PR #33, opened 2020-08-07
Update API queries to access more counties' data

shulijones:
Update backend's fetch URL creation to access data tables with information for more counties than previously.

The data tables being accessed cover all counties with population > 20,000, whereas the previous tables covered all counties > 65,000. However, these tables don't exist for all queries, and they only exist after 2013. For some queries, and all queries pre-2013, you can expect to see the same behavior as before. For a good number of queries post-2013, you should see many more (but not all) counties with data.

### DIFF
--- a/src/main/java/QueryServlet.java
+++ b/src/main/java/QueryServlet.java
@@ -97,7 +97,7 @@ public class QueryServlet extends HttpServlet {
             : (tableNameToAbbrev.get(dataTablePrefix.substring(1)) + "1Y"))
         + year
         + "."
-        + dataRow.substring(0, dataRow.indexOf("_"));
+        + dataRow.substring(0, (dataRow.contains("_") ? dataRow.indexOf("_") : dataRow.length() + 1));
   }
 
   @Override
--- a/src/main/java/QueryServlet.java
+++ b/src/main/java/QueryServlet.java
@@ -4,7 +4,6 @@ import com.google.gson.JsonObject;
 import java.io.BufferedReader;
 import java.io.IOException;
 import java.io.InputStreamReader;
-import java.lang.NoSuchFieldException;
 import java.net.HttpURLConnection;
 import java.net.URL;
 import java.util.Map;
--- a/src/main/java/QueryServlet.java
+++ b/src/main/java/QueryServlet.java
@@ -4,6 +4,7 @@ import com.google.gson.JsonObject;
 import java.io.BufferedReader;
 import java.io.IOException;
 import java.io.InputStreamReader;
+import java.lang.NoSuchFieldException;
 import java.net.HttpURLConnection;
 import java.net.URL;
 import java.util.Map;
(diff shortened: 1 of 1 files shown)


src/main/java/QueryServlet.java
```diff
@@ -50,45 +51,68 @@
...
+      return "/spp"; // Special case - different from the other S tables
+    } else if (firstChar.equals("S")) {
+      return "/subject";
     }
-    return ""; // should never reach this point
+    return "N/A"; // should never reach this point
   }
 
-  private String getcensusTableLink(String fetchUrlString, String dataTablePrefix, String year) {
+  private String getcensusTableLink(String dataRow, String dataTablePrefix, String year) {
```
anicr7, line 92: Change this to getCensusTableLink

src/main/java/QueryServlet.java
```diff
@@ -50,45 +51,68 @@
...
   // Depending on the beginning of the data table string, the query URL changes slightly
   private String getDataTableString(String tablePrefix) {
-    if (tablePrefix.substring(0, 1).equals("D")) {
-      return "profile?get=NAME,";
+    String firstChar = tablePrefix.substring(0, 1);
+    if (firstChar.equals("K")) {
+      return "";
+    } else if (firstChar.equals("D")) {
+      return "/profile";
     } else if (tablePrefix.substring(0, 5).equals("S0201")) {
```
anicr7, line 84: Substring calls with endPrefix > length of string will cause an IndexOutOfBoundsException to be thrown. So we should be careful with these calls as it can cause the Servlet to crash.

src/main/java/QueryServlet.java
```diff
@@ -50,45 +51,68 @@
...
-      return "spp?get=NAME,"; // Special case - different from the other S tables
-    } else if (tablePrefix.substring(0, 1).equals("S")) {
-      return "subject?get=NAME,";
+      return "/spp"; // Special case - different from the other S tables
+    } else if (firstChar.equals("S")) {
+      return "/subject";
     }
-    return ""; // should never reach this point
+    return "N/A"; // should never reach this point
```
anicr7, line 89: Not a fan of magic words like this. Even empty was risky, the best way to do this would be to return an exception and catch it instead.

For now you can ignore this.

src/main/java/QueryServlet.java
```diff
@@ -97,9 +121,17 @@ public void doGet(HttpServletRequest request, HttpServletResponse response) thro
       return;
     }
 
-    String dataRow = queryToDataRow.get(action).get(personType);
+    String dataRow;
```
anicr7, line 124: How about 

String dataRow = queryToDataRowGeneric.get(action).get(personType);
if (year > 2013
        && queryToDataRowPost2013.containsKey(action)
        && queryToDataRowPost2013.get(action).containsKey(personType)) {
      dataRow = queryToDataRowPost2013.get(action).get(personType);
}

Then you don't need the else and its easier to read.

src/main/java/QueryServlet.java
shulijones: You're right, I felt bad just writing that. I will throw an exception

src/main/java/QueryServlet.java
shulijones: That's a good point. The input will definitely always have at least one character, but five is not as much of a guarantee so I will add an extra check there.

src/main/java/QueryServlet.java
shulijones: Good idea, thank you! Done.

PR #34, opened 2020-08-10
Handle no data

kyracq:

Added:
- Favicon
- Data not available message for counties with no data


src/main/java/QueryServlet.java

::::::::

### Directions for this task
Type the records out again. Match them exactly.

### Exercise output
PR #33, opened 2020-08-07
Update API queries to access more counties' data

shulijones:
Update backend's fetch URL creation to access data tables with information for more counties than previously.

The data tables being accessed cover all counties with population > 20,000, whereas the previous tables covered all counties > 65,000. However, these tables don't exist for all queries, and they only exist after 2013. For some queries, and all queries pre-2013, you can expect to see the same behavior as before. For a good number of queries post-2013, you should see many more (but not all) counties with data.

### DIFF
--- a/src/main/java/QueryServlet.java
+++ b/src/main/java/QueryServlet.java
@@ -97,7 +97,7 @@ public class QueryServlet extends HttpServlet {
             : (tableNameToAbbrev.get(dataTablePrefix.substring(1)) + "1Y"))
         + year
         + "."
-        + dataRow.substring(0, dataRow.indexOf("_"));
+        + dataRow.substring(0, (dataRow.contains("_") ? dataRow.indexOf("_") : dataRow.length() + 1));
   }
 
   @Override
--- a/src/main/java/QueryServlet.java
+++ b/src/main/java/QueryServlet.java
@@ -4,7 +4,6 @@ import com.google.gson.JsonObject;
 import java.io.BufferedReader;
 import java.io.IOException;
 import java.io.InputStreamReader;
-import java.lang.NoSuchFieldException;
 import java.net.HttpURLConnection;
 import java.net.URL;
 import java.util.Map;
--- a/src/main/java/QueryServlet.java
+++ b/src/main/java/QueryServlet.java
@@ -4,6 +4,7 @@ import com.google.gson.JsonObject;
 import java.io.BufferedReader;
 import java.io.IOException;
 import java.io.InputStreamReader;
+import java.lang.NoSuchFieldException;
 import java.net.HttpURLConnection;
 import java.net.URL;
 import java.util.Map;
(diff shortened: 1 of 1 files shown)


src/main/java/QueryServlet.java
```diff
@@ -50,45 +51,68 @@
...
+      return "/spp"; // Special case - different from the other S tables
+    } else if (firstChar.equals("S")) {
+      return "/subject";
     }
-    return ""; // should never reach this point
+    return "N/A"; // should never reach this point
   }
 
-  private String getcensusTableLink(String fetchUrlString, String dataTablePrefix, String year) {
+  private String getcensusTableLink(String dataRow, String dataTablePrefix, String year) {
```
anicr7, line 92: Change this to getCensusTableLink

src/main/java/QueryServlet.java
```diff
@@ -50,45 +51,68 @@
...
   // Depending on the beginning of the data table string, the query URL changes slightly
   private String getDataTableString(String tablePrefix) {
-    if (tablePrefix.substring(0, 1).equals("D")) {
-      return "profile?get=NAME,";
+    String firstChar = tablePrefix.substring(0, 1);
+    if (firstChar.equals("K")) {
+      return "";
+    } else if (firstChar.equals("D")) {
+      return "/profile";
     } else if (tablePrefix.substring(0, 5).equals("S0201")) {
```
anicr7, line 84: Substring calls with endPrefix > length of string will cause an IndexOutOfBoundsException to be thrown. So we should be careful with these calls as it can cause the Servlet to crash.

src/main/java/QueryServlet.java
```diff
@@ -50,45 +51,68 @@
...
-      return "spp?get=NAME,"; // Special case - different from the other S tables
-    } else if (tablePrefix.substring(0, 1).equals("S")) {
-      return "subject?get=NAME,";
+      return "/spp"; // Special case - different from the other S tables
+    } else if (firstChar.equals("S")) {
+      return "/subject";
     }
-    return ""; // should never reach this point
+    return "N/A"; // should never reach this point
```
anicr7, line 89: Not a fan of magic words like this. Even empty was risky, the best way to do this would be to return an exception and catch it instead.

For now you can ignore this.

src/main/java/QueryServlet.java
```diff
@@ -97,9 +121,17 @@ public void doGet(HttpServletRequest request, HttpServletResponse response) thro
       return;
     }
 
-    String dataRow = queryToDataRow.get(action).get(personType);
+    String dataRow;
```
anicr7, line 124: How about 

String dataRow = queryToDataRowGeneric.get(action).get(personType);
if (year > 2013
        && queryToDataRowPost2013.containsKey(action)
        && queryToDataRowPost2013.get(action).containsKey(personType)) {
      dataRow = queryToDataRowPost2013.get(action).get(personType);
}

Then you don't need the else and its easier to read.

src/main/java/QueryServlet.java
shulijones: You're right, I felt bad just writing that. I will throw an exception

src/main/java/QueryServlet.java
shulijones: That's a good point. The input will definitely always have at least one character, but five is not as much of a guarantee so I will add an extra check there.

src/main/java/QueryServlet.java
shulijones: Good idea, thank you! Done.

PR #34, opened 2020-08-10
Handle no data

kyracq:

Added:
- Favicon
- Data not available message for counties with no data


src/main/java/QueryServlet.java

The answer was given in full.